- What the exercise asks:
Go line by line through the listing below and copy those that hold "clients".

START Extracted entries

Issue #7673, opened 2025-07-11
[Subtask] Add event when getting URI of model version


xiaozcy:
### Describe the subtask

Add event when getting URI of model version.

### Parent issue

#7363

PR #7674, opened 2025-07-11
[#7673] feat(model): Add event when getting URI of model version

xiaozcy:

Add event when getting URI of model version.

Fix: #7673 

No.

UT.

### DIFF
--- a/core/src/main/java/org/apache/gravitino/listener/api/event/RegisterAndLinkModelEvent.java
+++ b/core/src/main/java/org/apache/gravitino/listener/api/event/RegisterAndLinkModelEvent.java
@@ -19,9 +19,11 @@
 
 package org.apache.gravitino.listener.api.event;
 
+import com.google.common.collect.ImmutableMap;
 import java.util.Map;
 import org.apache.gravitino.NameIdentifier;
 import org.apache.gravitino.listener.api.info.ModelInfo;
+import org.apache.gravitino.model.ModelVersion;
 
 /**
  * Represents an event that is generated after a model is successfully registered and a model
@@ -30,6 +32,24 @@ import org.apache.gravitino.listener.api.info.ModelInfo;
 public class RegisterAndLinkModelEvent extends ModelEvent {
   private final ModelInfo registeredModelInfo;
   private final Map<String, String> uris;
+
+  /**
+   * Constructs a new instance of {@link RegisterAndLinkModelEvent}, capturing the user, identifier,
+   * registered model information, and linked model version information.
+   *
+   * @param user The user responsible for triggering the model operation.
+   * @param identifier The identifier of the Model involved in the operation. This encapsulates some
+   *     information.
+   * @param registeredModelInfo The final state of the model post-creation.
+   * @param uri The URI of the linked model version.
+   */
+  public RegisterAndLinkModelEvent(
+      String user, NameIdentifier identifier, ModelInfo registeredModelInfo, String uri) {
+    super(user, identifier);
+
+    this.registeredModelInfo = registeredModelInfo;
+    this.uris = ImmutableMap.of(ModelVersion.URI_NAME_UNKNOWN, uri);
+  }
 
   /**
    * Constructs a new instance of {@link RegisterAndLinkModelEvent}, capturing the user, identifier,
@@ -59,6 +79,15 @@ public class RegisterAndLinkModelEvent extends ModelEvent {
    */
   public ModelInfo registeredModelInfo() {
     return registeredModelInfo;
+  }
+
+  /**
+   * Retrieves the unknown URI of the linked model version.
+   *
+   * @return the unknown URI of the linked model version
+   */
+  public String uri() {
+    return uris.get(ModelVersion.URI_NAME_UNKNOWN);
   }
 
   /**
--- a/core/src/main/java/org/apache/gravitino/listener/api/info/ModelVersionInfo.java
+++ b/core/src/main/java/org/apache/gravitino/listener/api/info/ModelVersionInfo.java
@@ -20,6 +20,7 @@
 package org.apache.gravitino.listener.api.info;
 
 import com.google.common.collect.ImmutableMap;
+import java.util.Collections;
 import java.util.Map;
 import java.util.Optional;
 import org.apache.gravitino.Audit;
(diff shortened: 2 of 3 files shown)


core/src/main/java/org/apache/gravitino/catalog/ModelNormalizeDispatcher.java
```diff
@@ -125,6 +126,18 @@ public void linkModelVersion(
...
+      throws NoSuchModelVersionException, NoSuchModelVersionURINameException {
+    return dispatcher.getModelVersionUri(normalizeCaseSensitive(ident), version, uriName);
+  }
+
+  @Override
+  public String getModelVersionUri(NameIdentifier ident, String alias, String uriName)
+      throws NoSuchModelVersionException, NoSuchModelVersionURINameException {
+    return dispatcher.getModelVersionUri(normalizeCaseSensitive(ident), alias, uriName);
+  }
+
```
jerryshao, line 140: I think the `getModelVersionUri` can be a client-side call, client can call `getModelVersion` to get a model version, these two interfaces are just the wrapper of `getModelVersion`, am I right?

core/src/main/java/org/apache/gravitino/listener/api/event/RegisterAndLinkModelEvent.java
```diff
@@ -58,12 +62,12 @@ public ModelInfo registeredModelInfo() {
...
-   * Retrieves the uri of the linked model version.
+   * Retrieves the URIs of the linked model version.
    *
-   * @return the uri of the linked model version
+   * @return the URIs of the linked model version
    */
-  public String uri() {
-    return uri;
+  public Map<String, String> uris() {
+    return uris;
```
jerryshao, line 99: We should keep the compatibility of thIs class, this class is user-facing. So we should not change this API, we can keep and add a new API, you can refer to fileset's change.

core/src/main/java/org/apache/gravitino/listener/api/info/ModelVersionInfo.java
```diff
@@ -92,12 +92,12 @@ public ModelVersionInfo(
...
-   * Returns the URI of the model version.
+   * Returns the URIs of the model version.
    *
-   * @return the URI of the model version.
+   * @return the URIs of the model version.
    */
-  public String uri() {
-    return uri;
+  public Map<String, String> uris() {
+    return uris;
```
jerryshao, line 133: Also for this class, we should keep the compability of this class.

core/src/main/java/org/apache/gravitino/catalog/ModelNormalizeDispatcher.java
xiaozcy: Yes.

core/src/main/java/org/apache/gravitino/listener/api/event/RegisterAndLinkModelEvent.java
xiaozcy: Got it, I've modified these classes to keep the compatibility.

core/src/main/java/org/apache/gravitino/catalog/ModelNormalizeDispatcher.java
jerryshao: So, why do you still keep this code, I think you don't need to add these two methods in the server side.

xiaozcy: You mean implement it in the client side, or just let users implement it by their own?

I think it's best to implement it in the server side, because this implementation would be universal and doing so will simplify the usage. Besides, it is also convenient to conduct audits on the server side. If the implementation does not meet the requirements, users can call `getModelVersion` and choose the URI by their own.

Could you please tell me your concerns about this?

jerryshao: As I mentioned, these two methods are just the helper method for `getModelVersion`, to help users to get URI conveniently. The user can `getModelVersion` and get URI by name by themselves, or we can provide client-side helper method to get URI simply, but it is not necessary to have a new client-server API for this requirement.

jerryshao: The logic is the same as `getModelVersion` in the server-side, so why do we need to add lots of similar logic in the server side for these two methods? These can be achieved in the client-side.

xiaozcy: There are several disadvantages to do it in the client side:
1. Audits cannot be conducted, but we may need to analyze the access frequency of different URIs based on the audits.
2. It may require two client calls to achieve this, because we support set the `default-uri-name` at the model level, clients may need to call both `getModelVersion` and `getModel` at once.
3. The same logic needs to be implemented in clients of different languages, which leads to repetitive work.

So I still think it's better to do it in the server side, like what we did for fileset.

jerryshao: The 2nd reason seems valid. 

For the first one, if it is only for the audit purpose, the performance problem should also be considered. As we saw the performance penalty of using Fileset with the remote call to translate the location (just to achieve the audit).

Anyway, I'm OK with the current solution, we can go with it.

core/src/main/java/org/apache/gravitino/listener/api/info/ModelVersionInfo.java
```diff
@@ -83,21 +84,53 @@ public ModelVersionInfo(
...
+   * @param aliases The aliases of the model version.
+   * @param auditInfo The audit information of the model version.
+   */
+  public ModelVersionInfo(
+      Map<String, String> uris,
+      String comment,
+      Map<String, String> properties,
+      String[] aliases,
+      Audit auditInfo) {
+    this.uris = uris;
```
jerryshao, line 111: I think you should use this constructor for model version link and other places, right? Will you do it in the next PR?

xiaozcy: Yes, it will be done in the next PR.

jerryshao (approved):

END Extracted entries

- Reply:
2. It may require two client calls to achieve this, because we support set the `default-uri-name` at the model level, clients may need to call both `getModelVersion` and `getModel` at once.
3. The same logic needs to be implemented in clients of different languages, which leads to repetitive work.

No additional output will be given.